The scope form can be used only for a limited subset of all possible EH clause configurations: the handler blocks must immediately follow the previous handler block or the guarded block. If the EH clause configuration is different, you must resort to the label form or a mixed form in which the guarded block is scoped but the catch handler is specified by IL offsets, or vice versa.
...
br AfterHandler
HandlerBegins:
// The exception handler code
...
leave KeepGoing
AfterHandler:
...
.try{
// Guarded code
...
leave KeepGoing
}
catch[mscorlib]System.Exception
handler HandlerBegins to AfterHandler
...
KeepGoing:
...
The IL disassembler by default outputs the EH clauses in the scope form—at least those clauses that can be represented in this form. However, there is an option to suppress the scope form and output all EH clauses in their label form (command-line option /RAW). But let’s suppose for the sake of convenience that you can shape the code in such a way that the contiguity condition is satisfied, allowing you to use the scope form. A single guarded block with multiple handlers in scope form will look like this:
.try{
// Guarded code
...
leave KeepGoing
}
catch[mscorlib]System.NullReferenceException {
// The exception handler #1 code
...
leave KeepGoing
}
catch[mscorlib]System.Exception {
// The exception handler #2 code
...
leave KeepGoing
}
...
KeepGoing:
...
Much more readable, isn’t it? The nested EH configuration shown earlier in Figure 14-1 is easily understandable when written in scope form:
.try{
.try{
.try{
// Guarded code
...
leave L1
}
catch A {
// This code works when exception A is thrown
...
leave L2
}
} // No need for leave here!
finally{
// This code works in any case
...
endfinally
}
}// No need forleavehere either!
catch B {
// This code works when exception B is thrown in guarded code
...
leave L3
}
L1:
...
L2:
...
L3:
...
The filter EH clauses in scope form are subject to the same limitation: the handler block must immediately follow the guarded block. But in a filter clause the handler block includes first the filter block and then, immediately following it, the actual handler, so the scope form of a filter clause looks like this:
.try{
// Guarded code
...
leave KeepGoing
}
filter{
// Here we decide whether we should invoke the actual handler
...
ldc.i4.1// OK, let's invoke the handler
endfilter
} {
// Actual handler code
...
leave KeepGoing
}
KeepGoing:
...
And, of course, you easily switch between scope form and label form within a single EH clause declaration. The general ILAsm syntax for an EH clause declaration is as follows:
<EH_clause> ::= .try<guarded_block>
<EH_type_specific> <handler_block>
Where
<guarded_block> ::= <label> to<label>| <scope>
<EH_type_specific> ::= catch<class_ref> |
filter<label> | filter<scope> |
finally|
fault
<handler_block> ::= handler<label> to<label> | <scope>
The nonterminals <label> and <class_ref> must be familiar by now, and the meaning of <scope> is obvious: “code enclosed in curly braces.”
Processing the Exceptions
The execution engine of the CLR processes an exception in two passes. The first pass determines which, if any, of the managed handlers will process the exception. Starting at the top of the EH table for the current method frame, the execution engine compares the address where the exception occurred to the TryOffset and TryLength entries of each EH clause. If it finds that the exception happened in a guarded block, the execution engine checks to see whether the handler specified in this clause will process the exception. (The “rules of engagement” for catch and filter handlers were discussed in previous sections.) If this particular handler can’t be engaged—for example, the wrong type of exception has been thrown—the execution engine continues traversing the EH table in search of other clauses that have guarded blocks covering the exception locus. The finally and fault handlers are ignored during the first pass.
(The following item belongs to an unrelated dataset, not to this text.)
PR #390, opened 2026-07-11
fix(mcp): pin mcp-remote to >=0.1.16 to close CVE-2025-6514

jamessmoore:
## Summary
- Pins `mcp-remote` to `^0.1.16` for the `azure-sentinel`, `splunk`, and `jira` entries in `mcp-config.json`.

If none of the clauses in the EH table for the current method are suited to handling the exception, the execution engine steps up the call stack and starts checking the exception against EH tables of the method that called the method where the exception occurred. In these checks, the call site address serves as the exception locus. This process continues from method frame to method frame up the call stack, until the execution engine finds a handler to be engaged or until it exhausts the call stack. The latter case is the end of the story: the execution engine cannot continue with an unhandled exception on its conscience, and the runtime executes all finally and fault handlers and then either aborts the application execution or offers the user a choice between aborting the execution and invoking the debugger, depending on the runtime configuration.
If a suitable handler is found, the execution engine swings into the second pass. The execution engine again walks the EH tables it worked with during the first pass and invokes all relevant finally and fault handlers. Each of these handlers ends with the endfinally instruction (or endfault, its synonym), signaling the execution engine that the handler has finished and that it can proceed with browsing the EH tables. Once the execution engine reaches the catch or filter handler it found on its first pass, it engages the actual handler.
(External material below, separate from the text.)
PR #391, opened 2026-07-13
feat: add local Ollama recovery settings

ShmalexM:
## Summary

- add persisted AI Operations settings for host-run local Ollama recovery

What happens to the method’s evaluation stack? When a guarded block is exited in any way, the evaluation stack is discarded. If the guarded block is exited peacefully, without raising an exception, the leave instruction discards the stack; otherwise, the evaluation stack is discarded the moment the exception is thrown.
During the first pass, the execution engine puts the exception object on the evaluation stack every time it invokes a filter block. The filter block pops the exception object from the stack and analyzes it, deciding whether this is a job for its actual handler block. The decision, in the form of int32 having the value 1 or 0 (engage the handler or don’t, respectively), is the only thing that must be on the evaluation stack when the endfilter instruction is reached; otherwise, the IL verification will fail. The endfilter instruction takes this value from the stack and passes it to the execution engine.
During the second pass, the finally and fault handlers are invoked with an empty evaluation stack. These handlers do nothing about the exception itself and work only with method arguments and local variables, so the execution engine doesn’t bother providing the exception object. If anything is left on the evaluation stack by the time the endfinally (or endfault) instruction is reached, it is discarded by endfinally (or endfault).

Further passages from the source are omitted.